Corteel and Williams introduced staircase tableaux and used them to give combinatorial formulas for steady state probabilities of the ASEP and also for Askey-Wilson moments. It is well-known that Askey-Wilson polynomials can be viewed as the one-variable case of Koornwinder polynomials (also known as Macdonald polynomials of type BC). In this article we introduce rhombic staircase tableaux, and, building on previous work of Corteel and Williams, we use them to give combinatorial formulas for steady state probabilities of the two-species ASEP and also for homogeneous Koornwinder moments. (Homogeneous Koornwinder moments are integrals of homogeneous symmetric polynomials with respect to the Koornwinder measure.) Note that rhombic staircase tableaux simultaneously generalize staircase tableaux and also the rhombic alternative tableaux from our paper with Viennot.

The rhombic alternative tableaux are enumerated by the Lah numbers, which also enumerate certain assemblées of permutations. We describe a bijection between the rhombic alternative tableaux and these assemblées. We also provide an insertion algorithm that gives a weight generating function for the assemblées. Combined, these results give a bijective proof for the weight generating function for the rhombic alternative tableaux, which is also the partition function of the two-species ASEP at q=1.

In this paper I study a k-species generalization of the two-species PASEP in which there are k species of particles of varying weights hopping right and left on a one-dimensional lattice of n sites with open boundaries. In this process, only the heaviest particle type can enter on the left of the lattice and exit from the right of the lattice. In the bulk, two adjacent particles of different weights can swap places. I prove a matrix ansatz for this model, in which different rates for the swaps are allowed. Based on this, I define ``k-rhombic alternative tableaux'' to give formulas for the steady state probabilities of the states of this k-species PASEP.

This paper generalizes the results from my work with Viennot below, and also contains a Markov chain on rhombic alternative tableaux that projects to the two-species PASEP.

We study a two-species PASEP, in which there are two types of particles, "heavy" and "light," hopping right and left on a one-dimensional lattice of n cells with open boundaries. In this process, only the "heavy" particles can enter on the left of the lattice and exit from the right of the lattice. In the bulk, any transition where a heavier particle type swaps places with an adjacent lighter particle type is possible. We generalize the combinatorial results of Corteel and Williams for the ordinary PASEP by defining ``rhombic alternative tableaux'' to give a combinatorial formula for the stationary probabilities for the states of this two-species PASEP.

This paper generalizes the q=0 result below.

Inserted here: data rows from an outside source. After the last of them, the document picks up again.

PR #193, opened 2024-01-31
fix: 🐛 antwerpen-query-select-fix

snenenenenenene:
# BNB-524

## What?
There was a big bug inside of the `inserted` function inside of the select-filter component. In fact, there were **2 big issues** occuring either when _being routed from home to the agenda items route_ or _when being directed to the agenda items route through a link_:
1. Whenever multiple governments would get queried they wouldn't get delimited from each other. This in turn made it so that if a user were to select for instance "Aalst+Aarschot" the values wouldn't get processed properly by the haystack/needle function as it would be looking for "Aalst+Aarschot" instead of the "Aalst" and "Aarschot".
2. Whenever the haystack/needle function would look for a government it would do so regardless of whether it is a `province` or  a `municipality`- it would always find the `municipality` first because this occurs before the provinces in the haystack. This in turn means that if a user would query a province with a municipality counterpart (Antwerp) it would always select the municipality version of Antwerp which then made it select unable to properly communicate with the actual query params.

## Why?
Previously if a user was to select multiple governments and/or the province of Antwerp and then continue to the agenda items route there would be a bug where the multiple governments would not show up in the select component and/or the province of Antwerp would not get removed from the query parameters through said select component. 
[BNB-524](https://binnenland.atlassian.net/browse/BNB-524) for more information.

## How?
As the current iteration of Appuniverse does not support a way to open an accordion through an argument.
This means that I had to create a seperate `<Accordion/>` component based off of the `<AuAccordion/>` but with an `@defaultOpen={{bool}}` argument to set the default state of the accordion.

## Testing?
Tests should also be written for this improved functionality, but I reckon we should be creating a seperate and more congruent test PR for the filter components.

## Screenshots
**Before**
https://github.com/lblod/frontend-burgernabije-besluitendatabank/assets/50323795/6e524bf2-748d-4d2b-a049-feef21e0f92a

**After**

https://github.com/lblod/frontend-burgernabije-besluitendatabank/assets/50323795/7bd5f6b2-f7df-4a16-997f-7adc92fe1090

### DIFF
--- a/app/components/filters/select-multiple-filter.ts
+++ b/app/components/filters/select-multiple-filter.ts
@@ -33,7 +33,10 @@ export default class SelectMultipleFilterComponent extends FilterComponent<Signa
       const needles = deserializeArray(this.args.queryParam).map(
         (queryParam) => {
           if (!queryParam) return [];
-          return this.getQueryParam(queryParam);
+          return {
+            queryParam: queryParam,
+            value: this.getQueryParam(queryParam),
+          };
         }
       );
 
@@ -52,11 +55,28 @@ export default class SelectMultipleFilterComponent extends FilterComponent<Signa
       }
 
       needles.forEach((needle) => {
-        const found = flattenedHaystack.find(
-          (value) => get(value, searchField) === needle
-        );
-        if (found) {
-          results.push(found);
+        if (
+          typeof needle === 'object' &&
+          'value' in needle &&
+          typeof needle.value === 'string'
+        ) {
+          const splitNeedles = needle.value.split('+').map((value) => {
+            return {
+              queryParam: needle.queryParam,
+              value: value,
+            };
+          });
+
+          splitNeedles.forEach((needle) => {
+            const found = flattenedHaystack.find(
+              (value) =>
+                get(value, searchField) === needle.value &&
+                value['type'] === needle.queryParam
+            );
+            if (found) {
+              results.push(found);
+            }
+          });
         }
       });
 
--- a/app/components/filters/select-multiple-filter.ts
+++ b/app/components/filters/select-multiple-filter.ts
@@ -1,4 +1,6 @@
 import { action, get } from '@ember/object';
+import RouterService from '@ember/routing/router-service';
+import { inject as service } from '@ember/service';
 import { deserializeArray } from 'frontend-burgernabije-besluitendatabank/utils/query-params';
 import FilterComponent, { type FilterArgs } from './filter';
 
@@ -18,6 +20,8 @@ interface Signature {
 }
 
 export default class SelectMultipleFilterComponent extends FilterComponent<Signature> {
+  @service declare router: RouterService;
+
   get selected() {
     return this.args.selected;
   }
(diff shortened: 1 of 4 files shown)


aliokan (changes requested):
@snenenenenenene Can you add some tests to validate the fix?

app/components/filters/select-multiple-filter.ts
```diff
@@ -52,11 +55,28 @@ export default class SelectMultipleFilterComponent extends FilterComponent<Signa
...
       needles.forEach((needle) => {
-        const found = flattenedHaystack.find(
-          (value) => get(value, searchField) === needle
-        );
-        if (found) {
-          results.push(found);
+        if (
+          typeof needle === 'object' &&
+          'value' in needle &&
+          typeof needle.value === 'string'
```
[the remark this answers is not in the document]
snenenenenenene: @aliokan it should be better now!

snenenenenenene:
@aliokan I've processed the feedback!

app/components/filters/select-multiple-filter.ts
```diff
@@ -29,59 +33,61 @@ export default class SelectMultipleFilterComponent extends FilterComponent<Signa
...
-      const searchField = this.args.searchField;
+    if (!this.router.currentRoute) {
+      console.error('Current route is not available');
+      return;
+    }
 
-      const haystack = (await this.args.options) as unknown as GroupedOptions[];
-      const results: Option[] = [];
+    const results: Option[] = [];
+    const haystack = (await this.args.options) as unknown as GroupedOptions[];
```
aliokan, line 44: **Question:** Why do we need to override the type here. Can't we just fix the type in Signature?

https://github.com/lblod/frontend-burgernabije-besluitendatabank/blob/945b617459978a3bb578a7a4f2081113d74116c1/app/components/filters/select-multiple-filter.ts#L14-L20

app/components/filters/select-multiple-filter.ts
```diff
@@ -29,59 +33,61 @@ export default class SelectMultipleFilterComponent extends FilterComponent<Signa
...
+          (value) =>
+            get(value, searchField) === needle.value &&
+            value['type'] === needle.queryParam
         );
         if (found) {
           results.push(found);
         }
-      });
+      }
+    });
```
aliokan, line 88: **Suggestion:** I would like to go further on the simplification by merging the `needles` and `results` loops. 

What do you think about this example?  
```typescript
const results = deserializeArray(this.args.queryParam).flatMap(
  (queryParam) => {
    if (!queryParam) return [];
    const queryParamValue = this.getQueryParam(queryParam);
    const values = queryParamValue ? deserializeArray(queryParamValue) : [];
    return values
      .map((value) => {
        return flattenedHaystack.find(
          (option) =>
            get(option, searchField) === value &&
            option['type'] === queryParam
        );
      })
      .filter(Boolean) as Option[];
  }
);
```

aliokan (commented):
I left suggestion in the `inserted` function. :ping_pong: 
And thank you for the integration tests! :pray:

app/components/filters/select-multiple-filter.ts
snenenenenenene: @aliokan because if it gets to that point in the function the type of the `options` array is no longer an array of `Record<string, string>` but instead it is now in the format of powerselect's 'grouped options'.
e.g. `options: [
  groupName: string;
  options: Option[];
]
` instead of `options: Option[]`

aliokan: This is a design error. We cannot declare one type and use another one. 
It not directly related to this bug fix, but we should clean that in a follow up (BNB-546).

aliokan (approved):
Looks good! :+1:

PR #945, opened 2021-12-03
feat: show multiple events AB#10943

jannisvisser:


services/API-service/src/scripts/scripts.service.ts
```diff
@@ -197,24 +216,31 @@ export class ScriptsService {
...
       return null;
     }
   }
 
-  private getTyphoonLeadTime(): string {
-    return LeadTime.hour72;
+  private getTyphoonLeadTime(eventNr: number = 1): string {
+    if (eventNr === 1) {
+      return LeadTime.hour72;
+    } else if (eventNr === 2) {
```
SwatiTh, line 238: Why are we hard coding eventNr values here? what if we have more number of events

services/API-service/src/api/metadata/metadata.service.ts
```diff
@@ -1,5 +1,6 @@
 import { Injectable } from '@nestjs/common';
 import { InjectRepository } from '@nestjs/typeorm';
+import { eventNames } from 'process';
```
SwatiTh, line 3: I think we should remove this if we are not using it somewhere else

jannisvisser:
@SwatiTh so also merging this one (your commit looks good)

PR #948, opened 2021-12-10
feat: TRIGGERED NON TRIGGER TITLE STATE

SwatiTh:


jannisvisser (approved):
@SwatiTh I only cleaned up some unused icons & updated icon-names

PR #958, opened 2021-12-20
feat: update login screen

SwatiTh:


jannisvisser (changes requested):
@SwatiTh 
- this item also has to include updating the IBF-logo to the colored one (see screenshot in main item). 
- you now use the GET countries-endpoint to determine which icons to show at all. This is incorrect however. You should always show all known disaster-types (so base that on DISASTER_TYPES_SVG_MAP I guess?) and use the countries-endpiont to determine which icons to show as navy (the rest is then grey). In fact I'm not sure what role 'this.country' should play at all in login.page.ts? There is no country selected right? So it should not be there at all.
- I would expect the icons to be a bit more centered vertically somehow, it feels a bit off now. What do you think?
- The cursor should not switch to a button/hand icon when hovering over it, because it's not a button, which you might think this way.
- It would however be good maybe to have a 'title' tooltip appearing when you hover over with the name of the disaster-type. Could be considered nice-to-have though, not must-have.
- Dengue and Malaria have the same icon, should we deduplicate it? (I guess fine for now though.)

SwatiTh:
this item also has to include updating the IBF-logo to the colored one (see screenshot in main item).

- Done

you now use the GET countries-endpoint to determine which icons to show at all. This is incorrect however. You should always show all known disaster-types (so base that on DISASTER_TYPES_SVG_MAP I guess?) and use the countries-endpiont to determine which icons to show as navy (the rest is then grey). In fact I'm not sure what role 'this.country' should play at all in login.page.ts? There is no country selected right? So it should not be there at all.

- As per current implementation, all the icons will be in navy-blue colour in case of staging and local environment where the country is not selected or null. In production env. it will behave as expected.

I would expect the icons to be a bit more centered vertically somehow, it feels a bit off now. What do you think?
The cursor should not switch to a button/hand icon when hovering over it, because it's not a button, which you might think this way.

- Done

It would however be good maybe to have a 'title' tooltip appearing when you hover over with the name of the disaster-type. Could be considered nice-to-have though, not must-have.

- We don't have tool-tip as of now in the application. Not implementing as of now.

Dengue and Malaria have the same icon, should we deduplicate it? (I guess fine for now though.)

- Fine for now

PR #959, opened 2021-12-20
feat: added notification if login fails AB#11318

SwatiTh:


interfaces/IBF-dashboard/src/app/auth/auth.service.ts
```diff
@@ -112,7 +114,12 @@ export class AuthService implements OnDestroy {
     this.router.navigate(['/']);
   };
 
-  private onLoginError = (error) => {
+  private onLoginError = async ({ error }) => {
+    const toast = await this.toastController.create({
+      message: `Authentication Failed: ${error?.message}`,
+      duration: 2000,
```
jannisvisser, line 120: I think this can be a bit longer, especially because the toast is not very visually popping out, so the user might need a second to locate it. I would put it at 5 seconds maybe?

interfaces/IBF-dashboard/src/app/auth/auth.service.ts
```diff
@@ -112,7 +114,12 @@ export class AuthService implements OnDestroy {
     this.router.navigate(['/']);
   };
 
-  private onLoginError = (error) => {
+  private onLoginError = async ({ error }) => {
+    const toast = await this.toastController.create({
+      message: `Authentication Failed: ${error?.message}`,
```
jannisvisser, line 119: Is 'Unauthorized' clear enough? Or should we translate this to something like 'email and/or password unknown'? (so do that if error.status === 401, for other cases show error.message like now)

jannisvisser (changes requested):
@SwatiTh looks good, just some small comments.

jannisvisser (approved):
@SwatiTh looks good from code :) I have no time to test it, but I trust it can be merged.

PR #971, opened 2022-01-10
Feat.upload static data

jannisvisser:


jannisvisser:
@arsforza FYI: this involves another addition to the test scenarios. Just good to be aware.

PR #974, opened 2022-01-10
fix: pass support email as var to dashboard AB#11841

jannisvisser:


jannisvisser:
@arsforza I strongly think that this was the issue.

PR #981, opened 2022-01-17
feat: return column headers ico empty activation log AB#11830

jannisvisser:


jannisvisser:
merged this into #983

PR #987, opened 2022-01-24
Fix.login icons

jannisvisser:


jannisvisser:
@arsforza already merging, so that it's ready for sprint review. But please review nonetheless (you can do that on ibf-test though then).

PR #1120, opened 2022-06-24
update popup PHP/ETH

aklilu:


aklilu:
also updated Ethiopia drought popup info

PR #18, opened 2020-11-12
Route accessibility labels in Compose

justasm:
Good resources on semantics in Compose:
- https://bryanherbst.com/2020/10/12/compose-semantics-intro/
- https://bryanherbst.com/2020/11/03/compose-semantics-talkback/

### DIFF
--- a/android/routes/ui/src/main/java/com/trafi/routes/ui/Route.kt
+++ b/android/routes/ui/src/main/java/com/trafi/routes/ui/Route.kt
@@ -13,16 +13,29 @@ import androidx.compose.material.Text
 import androidx.compose.runtime.Composable
 import androidx.compose.ui.Alignment
 import androidx.compose.ui.Modifier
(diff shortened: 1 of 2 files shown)


android/routes/ui/src/main/java/com/trafi/routes/ui/Route.kt
```diff
@@ -13,16 +13,29 @@ import androidx.compose.material.Text
...
+import java.text.DateFormat
+import java.util.Date
+import java.util.TimeZone
 
 @Composable
 fun Route(route: Route, modifier: Modifier = Modifier) {
-    Surface(modifier = modifier.clickable(onClick = {})) {
+    Surface(modifier = modifier
+        .semantics(mergeAllDescendants = true) {
+            accessibilityLabel = route.accessibilityLabel
```
justasm, line 36: Equivalent to `android:contentDescription`

PR #21, opened 2020-11-15
Android build action

absimas:
Create a github action to check android modules and assemble the demo app.
Skipping ktlint from `common` library since model generation is not complete there yet.

### DIFF
--- a/.github/workflows/build_android.yml
+++ b/.github/workflows/build_android.yml
@@ -1,0 +1,46 @@
+name: Build Android
+on:
+  workflow_dispatch:
+  push:
+    branches: master
+  pull_request:
+    branches: master
+jobs:
+  Build:
+    strategy:
+      matrix:
+        os: [ ubuntu-latest, macos-latest ]
+    runs-on: ${{ matrix.os }}
+    steps:
+      - uses: actions/checkout@v2
+      - uses: actions/setup-java@v1
+        with:
+          java-version: 12
+      - name: ktlint
+        if: always()
+        uses: eskatos/gradle-command-action@v1
+        with:
+          build-root-directory: android
+          wrapper-directory: android
+          arguments: ktlintCheck
+      - name: Lint
+        if: always()
+        uses: eskatos/gradle-command-action@v1
+        with:
+          build-root-directory: android
+          wrapper-directory: android
+          arguments: lint
+      - name: Test
+        if: always()
+        uses: eskatos/gradle-command-action@v1
+        with:
+          build-root-directory: android
+          wrapper-directory: android
+          arguments: test
+      - name: Assemble
+        if: always()
+        uses: eskatos/gradle-command-action@v1
+        with:
+          build-root-directory: android
+          wrapper-directory: android
+          arguments: assemble
--- a/.github/workflows/build_android.yml
+++ b/.github/workflows/build_android.yml
@@ -30,6 +30,11 @@ jobs:
           build-root-directory: android
           wrapper-directory: android
           arguments: lint
+      - name: Retain lint artifacts
+        uses: actions/upload-artifact@v2
+        with:
+          name: lint.html
+          path: android/routes/ui/build/reports/lint-results.html
       - name: Test
         if: always()
         uses: eskatos/gradle-command-action@v1
--- a/.github/workflows/build_android.yml
+++ b/.github/workflows/build_android.yml
@@ -30,7 +30,7 @@ jobs:
       - name: Retain lint artifacts
         uses: actions/upload-artifact@v2
         with:
-          name: lint.html
+          name: lint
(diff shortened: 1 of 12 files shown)


.github/workflows/build_android.yml
```diff
@@ -0,0 +1,46 @@
+name: Build Android
+on:
+  workflow_dispatch:
+  push:
+    branches: master
```
justasm, line 5: The primary branch is `main`

.github/workflows/build_android.yml
```diff
@@ -0,0 +1,46 @@
...
+  pull_request:
+    branches: master
```
justasm, line 7: 🔝

justasm (commented):
Awesome! 👏

I'm trying to understand whether the build environment will have the necessary Android build tools 🤔 Have you found any good resources for good practices with GitHub Actions?

README.md
```diff
@@ -1,4 +1,6 @@
-## MaaS Components
+# MaaS Components
+
+[![Android Build](https://github.com/trafi/maas-components/workflows/Android%20Build/badge.svg?event=push)](https://github.com/trafi/maas-components/actions?query=workflow%3A%22Android+Build%22)
```
justasm, line 3: This badge doesn't currently work, will it? 🙂

absimas: Should work after merge. I'm 90% sure it's correct :smile:

absimas: Well that 10% got me :smile: Action appeared before merging once started using `main` branch :pray:

absimas:
Re: good resources.

Their [documentation](https://docs.github.com/en/free-pro-team@latest/actions/reference/workflow-syntax-for-github-actions) seems to be quite informative though a bit extensive.
Also a good reference is a list of their [virtual environments](https://github.com/actions/virtual-environments#available-environments). Which also have the build tools listed.

.github/workflows/build_android.yml
```diff
@@ -0,0 +1,46 @@
...
+          build-root-directory: android
+          wrapper-directory: android
+          arguments: ktlintCheck
+      - name: Lint
+        if: always()
+        uses: eskatos/gradle-command-action@v1
+        with:
+          build-root-directory: android
+          wrapper-directory: android
+          arguments: lint
```
justasm, line 32: How can we see the Lint artifacts in the workflow results? Currently it doesn't seem to list them

absimas: They need to be specifically retained. Not sure if that's necessary since we see the logs anyway.

.github/workflows/build_android.yml
```diff
@@ -0,0 +1,46 @@
...
+        os: [ ubuntu-latest, macos-latest ]
+    runs-on: ${{ matrix.os }}
+    steps:
+      - uses: actions/checkout@v2
+      - uses: actions/setup-java@v1
+        with:
+          java-version: 12
+      - name: ktlint
+        if: always()
+        uses: eskatos/gradle-command-action@v1
```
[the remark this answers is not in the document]
absimas: Mostly google + most starred action.

.github/workflows/build_android.yml
```diff
@@ -0,0 +1,46 @@
...
+          build-root-directory: android
+          wrapper-directory: android
+          arguments: test
+      - name: Assemble
+        if: always()
+        uses: eskatos/gradle-command-action@v1
+        with:
+          build-root-directory: android
+          wrapper-directory: android
+          arguments: assemble
```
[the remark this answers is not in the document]
absimas: It depends on how long GitHub actions are free. For private use MacOS agents are 10 times more expensive than Linux agents. In such a case I would dedicate as little work to MacOS agents as possible.

At the moment, however, we have the luxury of making sure our builds are still compatible on both platforms.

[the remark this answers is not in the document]
justasm: My confusion is that we're building for the iOS targets in an action called "Build Android" 🙂

.github/workflows/build_android.yml
justasm: If it doesn't cost us anything, it'd be great to retain the Lint reports! The HTML reports are much easier to browse than spelunking the build logs.

justasm (approved):

.github/workflows/build_android.yml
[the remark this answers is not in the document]
absimas: Got it. It wasn't clear to me how KMP will be built in the future.
Will it have a separate action? Will it be bundled differently based on the executed platform?

Because of these questions (and the desire to keep these changes small) I decided it would be fine to bundle KMP builds into Build Android's action.

In my opinion, once we have a clearer distinction on what's built when we can expand/split this up a bit more.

In this paper, I use the matrix ansatz to define tableaux that are certain concatenations of Catalan tableaux which I call ``multi-Catalan tableaux'', to give a formula for stationary probabilities for the two-species TASEP.

Stationary probabilities of the TASEP with open boundaries are computed by the enumeration of Catalan tableaux, which are certain Young diagrams filled with α's and β's that satisfy some conditions on the rows and columns. In this paper, I give an exact determinantal formula for the steady state probability of each state of the TASEP by constructing a bijection from the Catalan tableaux to weighted lattice paths on a Young diagram. This result gives an α / β generalization of a formula of Narayana that counts unweighted lattice paths on a Young diagram. I also give a formula for the enumeration of Catalan tableaux that satisfy a given condition on the rows, which corresponds to the steady state probability that in the TASEP on a lattice with n sites, precisely k of the sites are occupied by particles. This formula is an α / β generalization of the Narayana numbers.

This is short paper with a nicer proof of the above result that directly uses the Lingstrom-Gessel-Viennot Lemma to get the bijection from Catalan tableaux to non-crossing lattice paths.